Task instructions
Go through the lines below and count those that contain "opened"; the number is all that should be returned.

Source records
Issue #274, opened 2021-11-05
(feat) Public data


lfaucon:
# Context

This is a rather large feature. 

At any time this list of tasks can be split into multiple tickets. It is also recommended to split the work in as many independent units as possible

In order to make this feature simple both for users and for implementation we want only to enable that a user can specify "Everything about video V is private". This means a Comparison will be public if it was marked as public for both videos.

# Subtasks:
- [x] Update models to specify an attribute `is_public` per user & video. This could either re-use the ContributorRating model or use a new model
- [x] Open and API endpoint or modify an existing one enable fetching and updating the `is_public` information
#315 
#320

- [x] Add interface on the frontend that allows users to control the is_public for their list of videos. It would be useful if users can find their list of private & public video and if user can choose to make all their video public or all their video private with a single interaction.
Partially addressed in #322 

- [x] Deprecate unused code related to making comparison and aggregated ratings public

- [x] An api endpoint and a link somewhere on the frontend to download the database of all public comparisons, contributor ratings and videos (with criteria scores)

PR #315, opened 2021-11-23
Extend API to handle `is_public` update in ContributorRating

amatissart:
Related to #274 

The boolean `is_public` was already defined in `ContributorRating`. This flag represents whether the contributions of a user related to a specific video should be public (included to the public dataset, associated with the username), or private (only used to compute aggregated scores, without publishing the details about the ratings, comparisons, etc.).

## Changes

* `is_public` can be updated via  `PATCH /users/me/contributor_ratings/<video_id>/`
* `ContributorRating` objects, related to the pair (user, video) will be created when a new comparison is submitted, if the relevant objects don't exist yet. For now, the default value for `is_public` is always "false".
* A custom migration has been implemented to create missing `ContributorRating` objects, related to all `Comparisons` that already exist in the database.
* The list of contributor ratings (`GET /users/me/contributor_ratings/`) can be filtered with `?is_public=true` or `is_public=false`.

## Questions

* Should an additional endpoint be implemented to allow a user to update `is_public` values for all their ratings at once?
* Should we also persist in the database a user preference, whose value would be used as a default value for `is_public` when a new comparison is created?

### DIFF
--- a/backend/tournesol/views/comparison.py
+++ b/backend/tournesol/views/comparison.py
@@ -4,6 +4,7 @@ API endpoints to interact with the contributor's comparisons
 
 from django.db.models import ObjectDoesNotExist, Q
 from django.http import Http404
+from django.db import transaction
 from drf_spectacular.utils import extend_schema
 
 from rest_framework import generics, mixins, status, exceptions
@@ -89,6 +90,7 @@ class ComparisonListApi(
         """List all comparisons made by the logged user."""
         return self.list(request, *args, **kwargs)
 
+    @transaction.atomic
     def perform_create(self, serializer):
         if self.comparison_already_exists(self.request):
             raise exceptions.ValidationError(
--- a/backend/tournesol/views/comparison.py
+++ b/backend/tournesol/views/comparison.py
@@ -6,10 +6,10 @@ from django.db.models import ObjectDoesNotExist, Q
 from django.http import Http404
 from drf_spectacular.utils import extend_schema
 
-from rest_framework import generics, mixins, status
+from rest_framework import generics, mixins, status, exceptions
 from rest_framework.response import Response
 
-from ..models import Comparison, Video
+from ..models import Comparison, ContributorRating
 from ..serializers import ComparisonSerializer, ComparisonUpdateSerializer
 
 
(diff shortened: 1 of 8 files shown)


lfaucon:
> Should an additional endpoint be implemented to allow a user to update is_public values for all their ratings at once?

Yes, the option "make my information about all videos public" would be very useful. And it would be fair to users to enable making all information private too without clicking every video one by one.

> Should we also persist in the database a user preference, whose value would be used as a default value for is_public when a new comparison is created?

Mmmm, yes that would be nice, although it is probably not a priority.

backend/tournesol/views/ratings.py
```diff
@@ -33,4 +42,15 @@ class ContributorRatingList(generics.ListAPIView):
...
+        ratings = ContributorRating.objects.filter(user=self.request.user)
+        is_public = self.request.query_params.get('is_public')
+        if is_public:
+            if is_public == "true":
+                ratings = ratings.filter(is_public=True)
+            elif is_public == "false":
+                ratings = ratings.filter(is_public=False)
+            else:
+                raise exceptions.ValidationError(
+                    "'is_public' query param should be 'true' or 'false'"
```
GresilleSiffle, line 54: We can enforce this valudation by using the word **must** instead of **should**.

Like:
> 'is_public' query param must be either 'true' or 'false'

amatissart: Done :+1:

backend/tournesol/views/comparison.py
```diff
@@ -89,19 +89,22 @@ def get(self, request, *args, **kwargs):
         """List all comparisons made by the logged user."""
         return self.list(request, *args, **kwargs)
 
+    def perform_create(self, serializer):
```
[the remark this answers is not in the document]
amatissart: Good idea. It's a very small price to pay, especially to ensure that a `ContributorRating` exists for each video compared by the user.

(The ratings statistics, updated by `.update_n_ratings()` are less critical. We could tolerate them being out of date.)

Your suggestion is committed.

GresilleSiffle (approved):
:+1:

PR #316, opened 2021-11-23
Add a a privacy policy page

aidanjungo:
It replaces the pdf file.


aidanjungo:
@lfaucon I don't know where is stored the pdf, maybe we could delete it to avoid confusions.

lfaucon:
Probably in a folder called 'public' or (second guess) 'static'. Find it ;)

lfaucon (approved):
LGTM

amatissart (approved):

Issue #282, opened 2021-11-05
Display duration of videos on VideoCard


lfaucon:
Update the backend endpoint if needed.

- [x] Retrieve information from youtube API
- [x] Process data to register time in duration field
- [x] Update swagger
- [x] Display information on Video Card

PR #318, opened 2021-11-25
Back: add duration of video

sandre35:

Task output
5